* **Provided data**
◇ ◇ ◇ ◇ ◇

PR #508, opened 2026-05-21
fix: Ctrl+Y for DE by removing layout-independent keys

robertwidfen:
Remove layout-independent key mappings that caused "Ctrl+Y" to malfunction in the DE locale. On German keyboards, the 'Z' and 'Y' keys are swapped. Because of this, 'Y' was incorrectly matching KeyMappingId::UsZ, triggering an "Undo" instead of a "Redo".

Global layout adjustments like this should be handled at the system or framework level rather than per application.

### DIFF
--- a/src/sketch_board.rs
+++ b/src/sketch_board.rs
@@ -1077,7 +1077,9 @@ impl Component for SketchBoard {
                         ToolUpdateResult::StopPropagation
                         | ToolUpdateResult::RedrawAndStopPropagation => active_tool_result,
                         _ => {
-                            if ke.is_one_of(Key::z, KeyMappingId::UsZ)
+                            if ke.key == Key::y && ke.modifier == ModifierType::CONTROL_MASK {
+                                self.handle_redo()
+                            } else if ke.is_one_of(Key::z, KeyMappingId::UsZ)
                                 && ke.modifier == ModifierType::CONTROL_MASK
                             {
                                 self.handle_undo()


RobertMueller2:
Funny I should have missed this, I'm a German using a US keyboard and switching input language all the time. You're definitely onto something there. But before we can get this merged, I need to find out why and under which circumstances it was implemented like that.

robertwidfen:
Yeah, I was puzzled why it was not working and when I looked at the code I was puzzled even more. 

I did not dig into history to find out why it was implemented and first was thinking to just switch the order of the checks for C-Z and C-Y which would fix it for this case. But this eventually may cause similar issues on other layouts, so I think it is best to remove it. IMHO if I would want to always have US-layout bindings on other layouts it should be handled not in the app, but on a level where all apps would "benefit" from it.

robertwidfen:
This regression was introduced with PR #147 fixing the issue #121 (shortcuts to be available on non-latin keyboards).  It is a general issue not unique to satty, e.g. see https://gitlab.gnome.org/GNOME/gtk/-/work_items/5384 ... and many layouts suffer from this, e.g. in French layout Q and A are switched and so C-A eventually triggers quit when bindings are not handled correctly ...

Likely using https://docs.gtk.org/gtk4/class.ShortcutController.html fixes the original issue by falling back to physical US layout if no match was found, but I could not find a reference to prove this. 

Also rewriting this PR to do a two step check for all bindings is IMHO to much - so I changed it to just test C-Y additionally before C-Z.

RobertMueller2:
Thanks for the research. I hope to have a closer look towards the weekend :)

RobertMueller2:
ok, I think I understood now. LGTM, thanks :)

robertwidfen:
Thanks for merging - Uhh, to fast you were resp. I have been to slow ... 🙃 

I have updated the description as it was not matching the code anymore.
But this was pushed just now after your merge.

See https://github.com/robertwidfen/Satty/commit/c9c0c0f5e3c7c8b8f6cb986e72ccb1a7220336e3

How to solve this? 🤔

RobertMueller2:
Oops, sorry. Just found some time between two customers, probably won't happen again this week. :laughing: 

I think we can live with that. If anyone even reads it and ends up being confused, they can have a look at the PR.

◇ ◇ ◇ ◇ ◇

* **Problem description**
In full and without alteration, retype the entries above.

* **Your response**
PR #508, opened 2026-05-21
fix: Ctrl+Y for DE by removing layout-independent keys

robertwidfen:
Remove layout-independent key mappings that caused "Ctrl+Y" to malfunction in the DE locale. On German keyboards, the 'Z' and 'Y' keys are swapped. Because of this, 'Y' was incorrectly matching KeyMappingId::UsZ, triggering an "Undo" instead of a "Redo".

Global layout adjustments like this should be handled at the system or framework level rather than per application.

### DIFF
--- a/src/sketch_board.rs
+++ b/src/sketch_board.rs
@@ -1077,7 +1077,9 @@ impl Component for SketchBoard {
                         ToolUpdateResult::StopPropagation
                         | ToolUpdateResult::RedrawAndStopPropagation => active_tool_result,
                         _ => {
-                            if ke.is_one_of(Key::z, KeyMappingId::UsZ)
+                            if ke.key == Key::y && ke.modifier == ModifierType::CONTROL_MASK {
+                                self.handle_redo()
+                            } else if ke.is_one_of(Key::z, KeyMappingId::UsZ)
                                 && ke.modifier == ModifierType::CONTROL_MASK
                             {
                                 self.handle_undo()


RobertMueller2:
Funny I should have missed this, I'm a German using a US keyboard and switching input language all the time. You're definitely onto something there. But before we can get this merged, I need to find out why and under which circumstances it was implemented like that.

robertwidfen:
Yeah, I was puzzled why it was not working and when I looked at the code I was puzzled even more. 

I did not dig into history to find out why it was implemented and first was thinking to just switch the order of the checks for C-Z and C-Y which would fix it for this case. But this eventually may cause similar issues on other layouts, so I think it is best to remove it. IMHO if I would want to always have US-layout bindings on other layouts it should be handled not in the app, but on a level where all apps would "benefit" from it.

robertwidfen:
This regression was introduced with PR #147 fixing the issue #121 (shortcuts to be available on non-latin keyboards).  It is a general issue not unique to satty, e.g. see https://gitlab.gnome.org/GNOME/gtk/-/work_items/5384 ... and many layouts suffer from this, e.g. in French layout Q and A are switched and so C-A eventually triggers quit when bindings are not handled correctly ...

Likely using https://docs.gtk.org/gtk4/class.ShortcutController.html fixes the original issue by falling back to physical US layout if no match was found, but I could not find a reference to prove this. 

Also rewriting this PR to do a two step check for all bindings is IMHO to much - so I changed it to just test C-Y additionally before C-Z.

RobertMueller2:
Thanks for the research. I hope to have a closer look towards the weekend :)

RobertMueller2:
ok, I think I understood now. LGTM, thanks :)

robertwidfen:
Thanks for merging - Uhh, to fast you were resp. I have been to slow ... 🙃 

I have updated the description as it was not matching the code anymore.
But this was pushed just now after your merge.

See https://github.com/robertwidfen/Satty/commit/c9c0c0f5e3c7c8b8f6cb986e72ccb1a7220336e3

How to solve this? 🤔

RobertMueller2:
Oops, sorry. Just found some time between two customers, probably won't happen again this week. :laughing: 

I think we can live with that. If anyone even reads it and ends up being confused, they can have a look at the PR.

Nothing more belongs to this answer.